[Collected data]
--- --- ---

PR #5057, opened 2026-09-16
docs: fix 30 dead relative links in the ja/ko/zh translated docs

simpleqt:
## Summary

The ja/ko/zh pages were copied verbatim from the English docs but live one directory deeper under the mkdocs i18n `folder` layout (`mkdocs.yml:44-45`), so 30 relative targets resolved under `docs/<lang>/` — which has no `ref/` or `assets/` trees — and 404 on the built site:

- `{ja,ko,zh}/agents.md:303` → `ref/lifecycle.md`
- `{ja,ko,zh}/mcp.md` → `ref/mcp/manager.md`
- `{ja,ko,zh}/testing.md` → `ref/testing.md`, `ref/realtime/testing.md`, `ref/voice/testing.md`
- `{ja,ko,zh}/sessions.md` → `ref/memory/openai_conversations_session.md`
- `{ja,ko,zh}/tools.md` → 3 codex extension ref pages
- `{ja,ko,zh}/sandbox/guide.md:17` → `../assets/images/harness_with_compute.png`

All 30 targets prefixed so they resolve to the shared `docs/ref/` and `docs/assets/` trees (every English target verified with `test -e`).

## Test plan

Repo-wide link walk before/after: 30 MISSING → 0; English targets re-verified by file existence.

PR #5063, opened 2026-09-17
docs: add English examples guide and nav entry

transparent777:
## Summary
- Expand `docs/examples.md` into a topic map of the `examples/` tree and document the supported `make examples-run` workflow for clone-based development.
- Add the page to the English MkDocs nav and link it from the intro "Choose your path" table.

## Why
The examples directory is large; the published docs only had a single GitHub link. This gives AI-application developers a stable on-site entry point aligned with Quickstart, Tools, MCP, Sessions, and Sandbox guides.

## Verification
- `uv run docs/scripts/generate_ref_files.py`
- `uv run mkdocs build`

## Scope note
Does not modify ja/ko/zh translated docs (separate from #5057).


seratch:
Thanks for the suggestion, but we've intentionally simplified this for lower maintenance cost. Thus, let us close this PR now.

PR #5065, opened 2026-09-17
docs: update translated pages

seratch:
This pull request applies the translation changes based on the latest main branch.


seratch:
@codex review again

markstuart-oai (approved):
Reviewed commit `3bef0e3bace2b1ad84fbdb82949c4c0f6d6c3ecd` against the current English pages.

The Japanese, Korean, and Chinese updates preserve the distinction between workspace separation and command confinement, including Linux's lack of added OS isolation, macOS's filesystem-only restrictions, trusted path grants, and the shared-workspace behavior of a custom `Manifest.root`. The session lifecycle, ownership, and credential-restoration guidance remains consistent with the source.

Validation included an independent review of each language, unchanged contents of all 84 fenced code blocks, matching inline API identifiers and reference targets, valid anchors for the six added links, and `git diff --check`. CI ran `make build-docs` successfully on a merge tree identical to this head; all reported checks are green. Runtime tests were not rerun locally for this translation-only change.

PR #5076, opened 2026-09-17
fix(tests): ignore GC-time ResourceWarnings in redaction warning assertions

Jinzhengxu:
### Summary

Three tests in `tests/test_error_logging_redaction.py` record warnings with
`warnings.catch_warnings(record=True)` + `warnings.simplefilter("always")` and
then assert `not caught_warnings` in the redacted branch:

- `test_invalid_final_output_handler_invalid_fallback_preserves_redaction`
- `test_invalid_final_output_handler_fallback_serialization_follows_redaction_policy`
- `test_empty_final_output_handler_fallback_serialization_follows_redaction_policy`

`simplefilter("always")` also un-ignores `ResourceWarning`, which the interpreter
emits while garbage-collecting objects that earlier tests in the same xdist worker
left unclosed. When a collection happens to run inside that capture window, the
assertion fails although nothing about redaction changed. Under `make tests`
(`-n auto --dist worksteal`) the window moves with scheduling, so the failure is
intermittent and lands on a different parametrization each time.

### Evidence

On `main` with `pytest-randomly`, seeds 11–14 over six full-suite runs failed
three times, always in one of those three tests and always with exactly one
recorded warning:

```
assert not caught_warnings
E   assert not [<warnings.WarningMessage object at 0x...>]
```

The failing worker's full 246-test prefix plus the victim passes serially, so it
is not order pollution but GC timing. Running the suite with
`-W always::ResourceWarning` shows the sources that fire during collection:
an unclosed event loop (`tests/mcp/test_caching.py`), unclosed
`BufferedReader`/`BufferedRandom` handles (`tests/sandbox/test_docker.py`,
`test_session_sinks.py`, `test_runtime.py`, `test_tar_utils.py`) and the
`scandir` iterator in `_list_local_dir_files_from_dir_fd` (`test_entries.py`,
see #4436).

### Change

Add `_warnings_under_test()` in the test module and pass the recorded warnings
through it before the three assertions. It drops `ResourceWarning` records only;
every other category, including the pydantic serializer `UserWarning` the
non-redacted branch asserts on, still reaches the assertion unchanged. No
behaviour under test is touched and no global warning filter is added, in line
with the guidance in `tests/README.md` to keep warning handling local to the
test.

### Verification

- `tests/test_error_logging_redaction.py`: 168 passed in default order, under
  `pytest-randomly` seeds 1 and 2, and with `-n 4`.
- Full suite with `pytest-randomly` seeds 12 and 13, twice each: 4 of 4 runs green (9622 passed, 47 skipped each); on `main` the same seeds failed 3 of 6 runs in these tests.
- `ruff format --check`, `ruff check` and `pyright` on the file report no issues.


jbeckwith-oai (approved):
Reviewed `deda3ef43f80d396dfcc372937637574601d50b1` in its pinned review worktree.

The broad warning capture can include unrelated GC ResourceWarnings. Filtering that category only at these three assertions retains serializer warnings and the sensitive-data assertions, without changing runtime redaction or global warning policy.

seratch:
@Jinzhengxu Can you change the draft mode to be ready for review? We're unable to merge draft ones, plus we cannot change the mode for this PR on our side.

Jinzhengxu:
I tried, but the "Ready for review" button is disabled for me: "Author has reached the open pull request limit" — #5049 (also approved, workflows still awaiting approval) counts against this repo's limit for users without write access. I've resolved the open thread on #5049; as soon as it's merged (or if you add me to the bypass list), I'll mark this one ready immediately.

Jinzhengxu:
@seratch #5049 has merged, so this account is no longer at the open pull request limit and could mark this one ready for review right away. Since it was closed from your side I can't reopen it myself (authors can only reopen PRs they closed themselves). If you're still open to this change, could you reopen it? I'll switch it to Ready immediately. The branch (`deda3ef`) still merges cleanly onto `main`, and the three `simplefilter("always")` assertion sites in `tests/test_error_logging_redaction.py` are unchanged there. If you closed it on purpose and would rather not take it, that's fine too, just let me know.

Issue #153, opened 2021-06-22
Level should not be passed if black walls hit (LOW priority)


gavcradd:
Level should not be passed if the black boxes are hit on the way there (at the moment it says “failed” but this is then overridden with a pass when the green box is reached). Perhaps use a flag to record whether the black boxes have been touched and only display the success message if the robot makes it to the end and the flag is still set to FALSE/NULL.

PR #162, opened 2021-07-02
Improve success/failure report messages

MatthiasKreileder:
Relates to https://github.com/FRUK-Simulator/Simulator/issues/153

- Don't emit a 'Robot Wins!' message if the robot has crossed a "bad" zone during the current run.
- Similarly, don't emit a 'Robot Looses!' message if the robot has already reached the 'FinishZoneId' cleanly (i.e. without driving into a bad zone beforehand).

If we are okay with the proposed approach then I can apply this to the other lessons.


JamesWP:
The below program reproduces the issue.

[finish after fail.json.txt](https://github.com/FRUK-Simulator/Simulator/files/6765127/finish.after.fail.json.txt)

JamesWP (approved):
LGTM

PR #164, opened 2021-07-11
Show minimal blockly code at the first launch

### LINKED ISSUE #148: Remove default code when simulator is loaded (LOW priority)
At the moment, the simulator loads with the "Crazy Robot" program. Please remove this so that the code window is empty.

MatthiasKreileder:
Create a new, minimalistic, blockly program that only sets the motor power on one side.  Make this new program the default code that gets loaded on the very first start of the simulator. 

Note that the current logic of handling blockly code (persisting code in local storage across re-loads and challenges etc) remains the same.

Relates to #148 - we can also start with a truly empty blockly editor?  Maybe that's better?  I personally think that showing a minimal, runnable, example is better than no blocks at all, because it provides a more intuitive starting point.  Let me know what you think and I'll update this PR accordingly.

### DIFF
--- a/src/core/blockly/programs.ts
+++ b/src/core/blockly/programs.ts
@@ -31,6 +31,13 @@ export const newProgramXML = `<xml xmlns="https://developers.google.com/blockly/
  */
 
 export const predefinedDemos: BlocklyDemoProgram[] = [
+  //
+  {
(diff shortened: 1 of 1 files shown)


JamesWP (approved):
LGTM

PR #169, opened 2021-07-19
Add Block to read gyroscope and show rotation in robotview

MatthiasKreileder:
The `StdWorldBuilder` now adds a gyroscope sensor by default.  Demo program that can be imported: https://gist.github.com/MatthiasKreileder/65809c4cc5f314bb306ad3a10844ef2f

There's one problem I observed: When we execute the blockly code in 'slow' mode then we might "undersample" the sensor.  E.g. when you turn the robot right until the gyro shows 90 degrees then you'll most likely overshoot that value by a few degrees.  That's because in slow execution mode the sensor value doesn't get read very often.  When you run the sample code with the fast execution speed then the movement is very accurate, because the undersampling problem goes away.  I think the same applies to other code that wants to base logic off the sensor reading (like distance sensor readings) - it's nothing specific to the gyroscope in my understanding.

### DIFF
--- a/package-lock.json
+++ b/package-lock.json
@@ -9,7 +9,7 @@
       "version": "0.1.0",
       "dependencies": {
         "@fluentui/react": "^7.168.2",
-        "@fruk/simulator-core": "^1.6.4",
+        "@fruk/simulator-core": "^1.6.6",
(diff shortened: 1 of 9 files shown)


JamesWP (approved):
Lgtm

PR #171, opened 2021-08-03
Add start block

JamesWP:
This allows only the code inside the start block to be run.

In future we can remove from toolbox and make it unremovable.

It also unifies all the hacks around the typescript access for Blockly.JavaScript


src/JavascriptVM/vm.ts
```diff
@@ -233,7 +233,12 @@ export class BlocklyInterpreter {
       );
     });
 
+    // this may cause an infinite loop, we should bail out if this is the case
+    this.interpreter.run();
+
     // Start running in a paused state - ie, spawn a "thread"
+    this.interpreter.appendCode("start();");
```
MatthiasKreileder, line 240: If someone 'load's code that does not define a `start()` function, then nothing happens. Should we instead maybe emit a warning?  I am aware that implementing such a check in a way that works in all possible scenarios might be tricky (or an unreasonable amount of effort) - but given that we control the code that gets emitted for a start block we might be able to come up with a check that should work in most (almost all?) cases?

src/JavascriptVM/vm.spec.ts
```diff
@@ -11,7 +11,7 @@ describe("javascript vm", () => {
   });
 
   it("calls the highlightBlock callback", () => {
-    const code = "highlightBlock('abc');";
+    const code = "function start() {highlightBlock('abc');}";
```
MatthiasKreileder, line 14: Similar to the required updates to the tests, I think it would be best to update the example programs, so that they can be loaded and run w/o modification? If you prefer that we do this via a follow-up PR then that's fine too.

src/JavascriptVM/vm.ts
```diff
@@ -233,7 +233,12 @@ export class BlocklyInterpreter {
...
+
```
MatthiasKreileder, line 241: I think it would be nice if the 'view source' component also shows that 'start()' gets called - currently
it looks like we just define a function, without running it.

src/JavascriptVM/vm.ts
```diff
@@ -233,7 +233,12 @@ export class BlocklyInterpreter {
       );
     });
 
+    // this may cause an infinite loop, we should bail out if this is the case
```
MatthiasKreileder, line 236: I am afraid this could be rather common, e.g.:

unresponsive

Would it be possible to step() the code until the JS-Interpreter's `step()` method returns false? We could use a counter to "bail out" if we haven't managed to parse the code to completion within a reasonable amount of steps?

MatthiasKreileder (commented):
Thanks!  I left a few comments, let me know what you think.

src/JavascriptVM/vm.ts
JamesWP: I'm not sure how to start this one. I think we can wait till we've seen this happen first.

src/JavascriptVM/vm.ts
JamesWP: i've managed to fix this, now only code in Start will be generated. I still need to handle the case where there is no start. Ive put some tokens in the generated javascript to detect later.

src/JavascriptVM/vm.spec.ts
JamesWP: done!

src/JavascriptVM/vm.ts
JamesWP: that might be ok, think of it like `main();`

PR #195, opened 2021-12-12
Add limit to number of blocks

### LINKED ISSUE #92: Add limitation for number of Blockly blocks
Some challenges require this. For now just on Blockly side.

Later we can think of integration with arena/challenge selection

ido-ran:
Fix #92 by allow challange config to specify the number of blocks allowed
to be used. This should help students to identify the are on the wrong
path but it seems like a clear feedback of how many blocks are allowed
is required as blockly simply turn all blocks into "disabled" without
clear explanation why that is.

### DIFF
--- a/package-lock.json
+++ b/package-lock.json
@@ -14,7 +14,7 @@
         "@types/marked": "^1.1.0",
         "@types/react-syntax-highlighter": "^11.0.5",
         "@uifabric/icons": "^7.5.23",
-        "blockly": "^3.20200924.4",
+        "blockly": "^6.20210701.0",
         "js-interpreter": "^2.3.0",
         "marked": "^2.0.3",
         "normalize.css": "^8.0.1",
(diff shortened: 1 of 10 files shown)


JamesWP:
Great start! I think there needs to be some on screen display for the limit, the blockly interface isnt very informative about why you cant select any more blocks. maybe some counter on screen when you approach the limit, this way there is some place to put a reason.

ido-ran:
I've converted this PR to draft because we will need to remove the limits as I'm not sure they are correct.

ido-ran:
I have add the ability to specify if the limit is hard or soft and also more descriptive messages about the number of blocks.
Please see lesion 1 challenge A which has max 6 soft limit and challenge B which has 6 hard limit.
Try to use more blocks then expected in the soft limit.

You can still load a program with more than the allowed limit, even when the limit is hard.
I'm not sure if there is a point in blocking that.

JamesWP:
Works great! I think this is in a place we can land it, there's a chance to improve the looks but that can wait IMO. (I think we could wrap that text in one of those box things with the drop shadow. )

Issue #189, opened 2021-10-15
Lesson 2 challenge completion message is missing on completion


JamesWP:
need to reproduce this, it might just be some missing code in the lesson event handler

ido-ran:
It seems the problem is the `setTimeout` callback is using a different `this` point so it cannot access the `actions` property of the instance.

https://github.com/FRUK-Simulator/Simulator/blob/938de0f462acdcac11e3dfa327912ed536d6b34f/src/RobotSimulator/Arenas/lesson2.ts#L205-L229

ido-ran:
PR #197 is the simplest fix for this issue but I think we should not use `clearTimeout` but instead keep some running counter which is updated whenever we go in or out of the zone.

ido-ran:
@JamesWP this should be closed as it was fixed. Thanks.

PR #197, opened 2021-12-19
Show success message to lesson 2

ido-ran:
This is the simplest fix to issue #189.
The problem was that `this` set by `setTimeout` is not the instance of the class that set it.
Using `bind` we change the `this` to the the class instance.


JamesWP (approved):
Thats a subtle catch, nice work

Issue #187, opened 2021-10-15
Lesson 1 Camera position update


JamesWP:
For lesson 1 ( all challenges ) the camera should have a birds "eye view" i.e. the camera should start above the playfield and look directly down on the robot.

The same camera controls we have now should still allow the camera to be positioned with the mouse.

JamesWP:
i'm going to look into this one

PR #210, opened 2022-02-09
Camera angle and fixes

JamesWP:


src/JavascriptVM/JavascriptVM.tsx
```diff
@@ -170,7 +170,59 @@ export const VMProvider: FunctionComponent = ({ children }) => {
     return () => {
       console.log("Destroying VMContext.Provider");
     };
-  });
+  }, [canvasRef]);
+
+  function setSimulatorCameraMode(
+    simulator: Sim3D,
+    robotRef: Handles.RobotHandle,
+    cameraMode: CameraView
```
ido-ran, line 178: There is a mismatch here with cameraMode and CameraView.
I think we should rename CameraView into CameraMode.

ido-ran:
The new top-down values of x:0 y:7 z:3 produce a view which seems a bit far but does present 3D view.
image

What do you think about using x:0 y:4 z:0 for a complete top-down view
image

src/JavascriptVM/JavascriptVM.tsx
```diff
@@ -39,6 +39,7 @@ import {
   challengeSlice,
   ChallengeStatus,
 } from "../RobotSimulator/Arenas/challengeSlice";
+import { SimBasicSensor } from "@fruk/simulator-core/dist/engine/objects/robot/sensors/SimBasicSensor";
```
ido-ran, line 42: Why was that import added?

ido-ran (commented):
This fix is for https://github.com/FRUK-Simulator/Simulator/issues/187, right?

It is more bird-eye but do you want to make it completely top-down?

src/JavascriptVM/JavascriptVM.tsx
JamesWP: The parameters here are slightly confusing! but i wont try to fix that in this PR

src/JavascriptVM/JavascriptVM.tsx
JamesWP: That was a mistake, i think VsCode has a habbit of adding these when they're not needed! :)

--- --- ---

### INSTRUCTIONS TO FOLLOW
For this task, write out exactly the lines of the entries above, starting at the line with "Issue #153, opened 2021-06-22" and ending at the line with "Note that the", both included, and no others.

### ANSWER TO THIS PROBLEM
Issue #153, opened 2021-06-22
Level should not be passed if black walls hit (LOW priority)


gavcradd:
Level should not be passed if the black boxes are hit on the way there (at the moment it says “failed” but this is then overridden with a pass when the green box is reached). Perhaps use a flag to record whether the black boxes have been touched and only display the success message if the robot makes it to the end and the flag is still set to FALSE/NULL.

PR #162, opened 2021-07-02
Improve success/failure report messages

MatthiasKreileder:
Relates to https://github.com/FRUK-Simulator/Simulator/issues/153

- Don't emit a 'Robot Wins!' message if the robot has crossed a "bad" zone during the current run.
- Similarly, don't emit a 'Robot Looses!' message if the robot has already reached the 'FinishZoneId' cleanly (i.e. without driving into a bad zone beforehand).

If we are okay with the proposed approach then I can apply this to the other lessons.


JamesWP:
The below program reproduces the issue.

[finish after fail.json.txt](https://github.com/FRUK-Simulator/Simulator/files/6765127/finish.after.fail.json.txt)

JamesWP (approved):
LGTM

PR #164, opened 2021-07-11
Show minimal blockly code at the first launch

### LINKED ISSUE #148: Remove default code when simulator is loaded (LOW priority)
At the moment, the simulator loads with the "Crazy Robot" program. Please remove this so that the code window is empty.

MatthiasKreileder:
Create a new, minimalistic, blockly program that only sets the motor power on one side.  Make this new program the default code that gets loaded on the very first start of the simulator. 

Note that the current logic of handling blockly code (persisting code in local storage across re-loads and challenges etc) remains the same.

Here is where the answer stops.